(MATERIAL TO PROCESS begins)
PR #6958, opened 2025-11-06
bugfix: correct directory traversal checking logic

### LINKED ISSUE #6915: swww: Error: "/run/user/1000/wayland-1-swww-daemon..sock" is an invalid filename
### Description

Whitelisting `/run/user/1000/wayland-1-swww-daemon..sock` is impossible.

### Steps to Reproduce

Execute

```
firejail --include=/etc/firejail/whitelist-runuser-common.inc --whitelist=/run/user/1000/wayland-1-swww-daemon..sock --noprofile bash
```

### Expected behavior

No error

### Actual behavior

```
$ firejail --include=/etc/firejail/whitelist-runuser-common.inc --whitelist=/run/user/1000/wayland-1-swww-daemon..sock --noprofile bash
Reading profile /etc/firejail/whitelist-runuser-common.inc
Error: "/run/user/1000/wayland-1-swww-daemon..sock" is an invalid filename
```

### Environment

- Name/version/arch of the Linux kernel (`uname -srm`): Linux 6.6.101-gentoo x86_64
- Name/version of the Linux distribution (e.g. "Ubuntu 20.04" or "Arch Linux"): Gentoo Linux
- Version of Firejail (`firejail --version`): 
```
firejail version 0.9.74

Compile time support:
        - AppImage support is enabled
        - chroot support is enabled
        - IDS support is disabled
        - Landlock support is enabled
        - output logging is enabled
        - private-lib support is disabled
        - sandbox check is enabled
        - SELinux support is disabled
```

JohnyTheCarrot:
Fixes #6915

The logic checking for the presence of directory traversal 'tokens' yields false positives.
It is perhaps rare though entirely valid for a filename to contain a double dot.
The linked issue is how it manifested in my usage of Firejail.

I aim to fix this by checking any of the following instead:
1. the string is a full match of ".."
2. the string contains "../"
3. the string ends with "/.."

if I am missing any scenarios in which a '..' would ordinarily be valid, please let me know.
PS: should I add `str_ends_with` to the common.h header? I figure it couldn't hurt, no? Let me know.

### DIFF
--- a/src/firecfg/main.c
+++ b/src/firecfg/main.c
@@ -224,7 +224,7 @@ static void parse_config_file(const char *cfgfile, int do_symlink) {
 			continue;
 
 		// do not accept .. and/or / in file name
-		if (strstr(buf, "..") || strchr(buf, '/')) {
+		if (contains_directory_traversal(buf) || strchr(buf, '/')) {
 			fprintf(stderr, "Error: invalid line %d in %s\n", lineno, cfgfile);
 			exit(1);
 		}
--- a/src/firejail/fs_bin.c
+++ b/src/firejail/fs_bin.c
@@ -86,7 +86,7 @@ static int valid_full_path_file(const char *name) {
 
 	if (*name != '/')
 		return 0;
-	if (strstr(name, ".."))
+	if (contains_directory_traversal(name))
 		return 0;
 
 	// do we have a file?
@@ -136,7 +136,7 @@ static void duplicate(char *fname) {
 	EUID_ASSERT();
 	assert(fname);
 
-	if (*fname == '~' || strstr(fname, "..")) {
+	if (*fname == '~' || contains_directory_traversal(fname)) {
 		fprintf(stderr, "Error: \"%s\" is an invalid filename\n", fname);
 		exit(1);
 	}
--- a/src/firejail/fs_etc.c
+++ b/src/firejail/fs_etc.c
@@ -301,7 +301,7 @@ static void duplicate(const char *fname, const char *private_dir, const char *pr
 static void duplicate_globbing(const char *fname, const char *private_dir, const char *private_run_dir) {
 	assert(fname);
 
-	if (*fname == '~' || *fname == '/' || strstr(fname, "..")) {
+	if (*fname == '~' || *fname == '/' || contains_directory_traversal(fname)) {
 		fprintf(stderr, "Error: \"%s\" is an invalid filename\n", fname);
 		exit(1);
 	}
--- a/src/firejail/fs_home.c
+++ b/src/firejail/fs_home.c
@@ -474,7 +474,7 @@ void fs_check_private_cwd(const char *dir) {
 	cfg.cwd = expand_macros(dir);
 
 	// realpath/is_dir not used because path may not exist outside of jail
-	if (strstr(cfg.cwd, "..") || *cfg.cwd != '/')
+	if (contains_directory_traversal(cfg.cwd) || *cfg.cwd != '/')
 		goto errout;
 
 	return;
--- a/src/firejail/fs_lib.c
+++ b/src/firejail/fs_lib.c
@@ -103,7 +103,7 @@ static const char *masked_lib_dirs[] = {
 
 // return 1 if the file is in masked_lib_dirs[]
 static int valid_full_path(const char *full_path) {
-	if (strstr(full_path, ".."))
+	if (contains_directory_traversal(full_path))
 		return 0;
 
 	int i = 0;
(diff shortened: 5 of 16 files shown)


kmk3 (changes requested):
Quoting myself from [here](https://github.com/netblue30/firejail/issues/6915#issuecomment-3502467664):

> As can be seen in [#6958](https://github.com/netblue30/firejail/pull/6958),
> the checks are meant to catch attempts at relative directory traversal (see
> CWE-23).
> 
> I think it would make more sense to change the relevant program to remove the
> extra dot than to increase the risk of a malicious traversal happening.

I think it might be too risky to allow this, especially for something as low
level and ubiquitous as filesystem paths.

The function does seem to catch the cases that I immediately came up with, but
I suspect that the bypassing may be possible with more complicated patterns,
such as paths starting with `//` or `~` or paths using unicode.

In all cases, `..` is the common denominator needed to perform the traversal.

I can't think of a good reason to intentionally use `..` in a filename instead
of something else.

And it seems that the issue of #6915 is going to be fixed directly in the
affected program, so I'd just leave the current code as is.

amano-kenji:
Let's at least wait for confirmation from the upstream.

amano-kenji:
Awww maintainer said he's going to eliminate two consecutive dots in the socket file, but I think firejail should do better than checking whether a file name "contains" two consecutive dots.

kmk3:
> Awww maintainer said he's going to eliminate two consecutive dots in the
> socket file, but I think firejail should do better than checking whether a
> file name "contains" two consecutive dots.

I don't think it's worth the increase in risk and complexity, especially since
seemingly only a single program is affected and only temporarily.

amano-kenji:
There isn't much complexity in detecting `../` or `/..` or `..`. The current behavior is incorrect and can lead to another issue in the future.

I was patient enough to even report this issue. Other people will just stop using firejail because they don't have time and patience to deal with this. If firejail was a physical printer, they would just throw the printer into a trash bin instead of trying to diagnose the issue. Not using firejail isn't going to lead to a better outcome.

kmk3:
> I was patient enough to even report this issue.

And we were patient enough to reply.

> Other people will just stop using firejail because they don't have time and
> patience to deal with this.  If firejail was a physical printer, they would
> just throw the printer into a trash bin instead of trying to diagnose the
> issue. Not using firejail isn't going to lead to a better outcome.

If you want to stop using firejail for this one program (which does not even
have an upstream profile and seemingly never worked with firejail), that sounds
fine.

If you want to do something productive, you can try to help `awww` with
changing the file path or just patch it yourself for the time being.

amano-kenji:
If you are worried about a new bug introduced by this pull request, why don't you ask for a unit test?

To me, this pull request makes sense. The changes are surgically precise and correct. It focuses on one thing only, and I can easily understand the change without knowing much about C or the internal details of firejail. I never wrote C and never read firejail source code before. If this pull request contained a lot of different changes that confuse a mediocre hobbyist programmer like me, then I would agree with your sentiment.

A unit test for `contains_directory_traversal` can give you peace of mind. I think any perceived risk can be managed with a unit test.

I also think that if you accept high-quality pull requests like this, you will get more contribution down the line because people think their efforts won't be wasted. It is a good idea to accept high-quality free labor.

JohnyTheCarrot:
I'll leave closure or merging up to @kmk3 if they think it appropriate.
This PR didn't take me long at all, I'm not too fussed.
I'm no expert in Firejail so I won't claim to know what's best for it.
I will add though that a unit test works well enough for as long as you list any cases you can think of.
The moment someone finds a case you haven't thought of it becomes an issue.
It is increased surface area for attack. The question of worth is one I leave to the maintainer(s).

Edit: wrt being patient enough to report issues, while that's generally appreciated from FOSS' standpoint, you have to remember that the people maintaining your favorite FOSS projects do so for free. I myself am grateful for the time and energy they do spend.

kmk3:
> Edit: wrt being patient enough to report issues, while that's generally
> appreciated from FOSS' standpoint, you have to remember that the people
> maintaining your favorite FOSS projects do so for free. I myself am grateful
> for the time and energy they do spend.

Well said.

> I will add though that a unit test works well enough for as long as you list
> any cases you can think of.  The moment someone finds a case you haven't
> thought of it becomes an issue.  It is increased surface area for attack. The
> question of worth is one I leave to the maintainer(s).

The problem is that path traversal interacts with the lower layers of the stack
(which are not managed by firejail).

That is, `..` can effectively be interpreted as a command by the kernel/libc
(and potentially other layers, such as FUSE or NFS), and potentially in
multiple places.

kmk3:
@JohnyTheCarrot

Hello, are there any further considerations or can this be closed?

JohnyTheCarrot:
Nope. Sorry, I was used to PRs being closed by maintainers. (not a subtle dig)
Thanks for your work and time!

PR #6960, opened 2025-11-10
build: add script to generate syscall headers

pierretom:
This script fetches current system calls from kernel sources then extracts and installs them in the src/include directory.
Syscalls can be updated by regenerating them, ideally once before each release. 
contrib/syntax/lists/syscalls.list is synchronized too.
It generates also etc/templates/new_syscalls.txt, this makes it easier to update groups and to inform users about new syscalls added.
The script must reside in the src/tools directory and requires the cURL CLI program.


netblue30:
Merged, thanks!

Issue #6966, opened 2025-11-12
Error: Firejail configuration file /etc/firejail/firejail.config not found (private-etc)


Antiz96:
### Description

Since d1aeeb4fa1d3c1a2c626267c76db70cd81bdb925, programs (or specific actions in said program) running from a `private-etc` environment fail because `firejail.config` is not accessible from said environment.

I'm guessing this is because `checkcfg(0)` is now called early in the process in [main.c](https://github.com/netblue30/firejail/commit/d1aeeb4fa1d3c1a2c626267c76db70cd81bdb925#diff-6698244f9a67e5c8ae5c03806df74f6d9f1ae1b31ad6176eb09e136f07f3dad9R1078-R1080).

### Steps to Reproduce

_Steps to reproduce the behavior_

From a firejail build including d1aeeb4fa1d3c1a2c626267c76db70cd81bdb925 (thunderbird is just an example).

1. Run in bash `LC_ALL=C firejail /usr/local/bin/thunderbird` (where `/usr/local/bin/thunderbird` is the symlink create by `firecfg`)
2. See error:

```
[...]
Error: Firejail configuration file /etc/firejail/firejail.config not found

Parent is shutting down, bye...
```

_Different scenario_

1. LC_ALL=C firejail /usr/bin/thunderbird
2. Program starts but...
3. Do some actions that should triggers something outside of the sandboxed environment (e.g. clicking a link from a mail to open in your web browser)
4. Nothing happens (link is not being opened) and see error:

```
[...]
Error: Firejail configuration file /etc/firejail/firejail.config not found
```

### Expected behavior

Program to starts (or actions within this program to work reliably)

### Actual behavior

Program fails to start (or specific actions triggering something outside of the sandboxed environment fail).

### Behavior without a profile

Both `LC_ALL=C firejail --noprofile /usr/local/bin/thunderbird` and `LC_ALL=C firejail --noprofile /usr/bin/thunderbird` work as expected (where `/usr/local/bin/thunderbird` is the symlink create by `firecfg`).

### Additional context

Adding `private-etc firejail/firejail.config` to e.g. `~/.config/firejail/thunderbird.local` fixes (or "works around") the issue.

I reported this issue a few days in the related MR at https://github.com/netblue30/firejail/pull/6878#discussion_r2490670980

### Environment

- Name/version/arch of the Linux kernel (`uname -srm`): Linux 6.17.7-arch1-1 x86_64
[...]

PR #6970, opened 2025-11-21
bugfix: make checkcfg init/cfg vars global

kmk3:
Instead of them being local to the translation unit.

This should ensure that firejail.config is not read more than once (as
is intended by the code), especially after options like `private-etc`
are applied (which could render the file inaccessible when calling
`checkcfg()`).

Related commits:

* 8bff773d6 ("add symlink resolution for home directories", 2019-07-09)
  / issue #2877
* d32509945 ("rewrite/partial revert of
  8bff773d6a7bf70c97b3d5b751df9ec0dd6c8b5d", 2019-08-09)
  / issue #2877
* d1aeeb4fa ("feature: add arg-max-count and arg-max-len options to
  firejail.config (#6878)", 2025-10-30)

Relates to #2877 #6966.

### DIFF
--- a/src/firejail/checkcfg.c
+++ b/src/firejail/checkcfg.c
@@ -26,8 +26,8 @@
 
 #define MAX_READ 8192				  // line buffer for profile files
 
-static int firejail_config_init = 0;
-static int cfg_val[CFG_MAX];
+int firejail_config_init = 0;
+int cfg_val[CFG_MAX];
 char *xephyr_screen = "800x600";
 char *xephyr_extra_params = "";
 char *xpra_extra_params = "";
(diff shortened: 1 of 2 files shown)


kmk3:
@Antiz96

Does this change anything with regards to #6966?

Antiz96:
> @Antiz96
> 
> Does this change anything with regards to https://github.com/netblue30/firejail/issues/6966?

@kmk3 It doesn't unfortunately :confused:

kmk3:
I think that this PR by itself is unlikely to fix #6966 and I'd rather debug it
more before seeing if it's worth merging.

Closing for now.

PR #6972, opened 2025-11-23
modif: check for --version during early init

kmk3:
Move it from `run_cmd_and_exit()` to right after the --quiet/--debug
checks.

This simplifies the sandbox check code by removing its own --version
check.

See also commit 5cd597e5d ("fix --version", 2016-06-28).

This is a follow-up to #6969.

Relates to:

* #7137


netblue30:
Thanks, let's go with it. I'll run some tests here.

Issue #7060, opened 2026-02-10
Update Ubuntu PPA to 0.9.76


kmk3:
Links:

* Ubuntu PPA: <https://launchpad.net/~deki/+archive/ubuntu/firejail>

Relates to:

* #6702
* #6842
* #6691

Issue #6842, opened 2025-07-30
Update Debian package to 0.9.76


kmk3:
Links:

* Debian Package Tracker: <https://tracker.debian.org/pkg/firejail>
* Debian Package (Sid): <https://packages.debian.org/sid/firejail>
* Debian CI: <https://salsa.debian.org/reiner/firejail>

Relates to:

* #6702
* #7060
* #6691

kmk3:
Current status on packages.debian.org:

* Debian 11 (Bullseye): firejail 0.9.64.4-2+deb11u1 - <https://packages.debian.org/bullseye/firejail>
* Debian 12 (Bookworm): firejail 0.9.72 - <https://packages.debian.org/bookworm/firejail>
* Debian 13 (Trixie): firejail 0.9.74 - <https://packages.debian.org/trixie/firejail>
* Debian 14 (Forky): firejail 0.9.76 - <https://packages.debian.org/forky/firejail>
* Debian Testing: firejail 0.9.76 - <https://packages.debian.org/testing/firejail>
* Debian Unstable (Sid): firejail 0.9.78 - <https://packages.debian.org/sid/firejail>

Following the link from README.md:

* <https://packages.debian.org/bullseye-backports/firejail>

It says:

> Error: Package not available in this suite.

@reinerh

Does this mean that 0.9.76 cannot be easily installed on Debian 11 anymore?

What is the recommended way of installing firejail on Debian 11-13?

Can users still just install a binary package or should they compile from
source?

If a binary install is still supported, what are the commands to do it?

I'm trying to clarify the current status so that we can update README.md if
needed to help guide users on how to install a supported firejail version on
Debian.

Also, I'm assuming the firejail version cannot be simply upgraded directly
(such as 0.9.74 -> 0.9.76) on supported Debian versions.  If the upgrade can
actually be done, please clarify.

Related comment:

* <https://github.com/netblue30/firejail/issues/7057#issuecomment-3879613393>

PR #7110, opened 2026-03-17
docs: recommend .deb or building from source on debian/ubuntu

kmk3:
Most recent releases:

* firejail 0.9.72: 2023-01-16
* firejail 0.9.74: 2025-03-24
* firejail 0.9.76: 2025-07-30
* firejail 0.9.78: 2026-01-03
* firejail 0.9.80: 2026-03-14

firejail 0.9.76 was released over 6 months ago, but the packages from
both Debian stable (13 / Trixie) and the Ubuntu PPA appear to still be
on firejail 0.9.74, which is over 1 year old[1] [2].

As for installing firejail through Debian backports, it is unclear to me
if that is currently working and if so, which firejail version would be
installed on each Debian version.

Lastly, the packages on Ubuntu seem to still be on firejail 0.9.72,
which is over 3 years old, even on the latest Ubuntu 25.10 and on the
upcoming Ubuntu 26.04[3].

So to avoid bugs and bug reports caused by old firejail versions,
recommend either installing the release .deb file from GitHub or
building from source on Debian/Ubuntu.

Relates to #6842 #7060.

[1] https://tracker.debian.org/pkg/firejail
[2] https://launchpad.net/~deki/+archive/ubuntu/firejail
[3] https://launchpad.net/ubuntu/+source/firejail

### DIFF
--- a/README.md
+++ b/README.md
@@ -91,10 +91,34 @@ For the supported versions, see [SECURITY.md](SECURITY.md).
 
 ### Debian
 
+Note: The versions from Debian stable and backports are likely to be outdated,
+so currently we recommend either downloading and installing the .deb package
+from the latest release:
+
+* <https://github.com/netblue30/firejail/releases/latest>
+
+Or [building from source](#building).
+
+<details>
+<summary>Old instructions</summary>
+
 Debian stable (bullseye): We recommend to use the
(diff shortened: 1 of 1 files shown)


kmk3:
Cc: @reinerh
(MATERIAL TO PROCESS ends)
TASK DESCRIPTION:
Taking the entries above, print exactly the lines starting at the line with "4. Nothing happens" and ending at the line with "is intended by", both included.

TASK SOLUTION:
4. Nothing happens (link is not being opened) and see error:

```
[...]
Error: Firejail configuration file /etc/firejail/firejail.config not found
```

### Expected behavior

Program to starts (or actions within this program to work reliably)

### Actual behavior

Program fails to start (or specific actions triggering something outside of the sandboxed environment fail).

### Behavior without a profile

Both `LC_ALL=C firejail --noprofile /usr/local/bin/thunderbird` and `LC_ALL=C firejail --noprofile /usr/bin/thunderbird` work as expected (where `/usr/local/bin/thunderbird` is the symlink create by `firecfg`).

### Additional context

Adding `private-etc firejail/firejail.config` to e.g. `~/.config/firejail/thunderbird.local` fixes (or "works around") the issue.

I reported this issue a few days in the related MR at https://github.com/netblue30/firejail/pull/6878#discussion_r2490670980

### Environment

- Name/version/arch of the Linux kernel (`uname -srm`): Linux 6.17.7-arch1-1 x86_64
[...]

PR #6970, opened 2025-11-21
bugfix: make checkcfg init/cfg vars global

kmk3:
Instead of them being local to the translation unit.

This should ensure that firejail.config is not read more than once (as
is intended by the code), especially after options like `private-etc`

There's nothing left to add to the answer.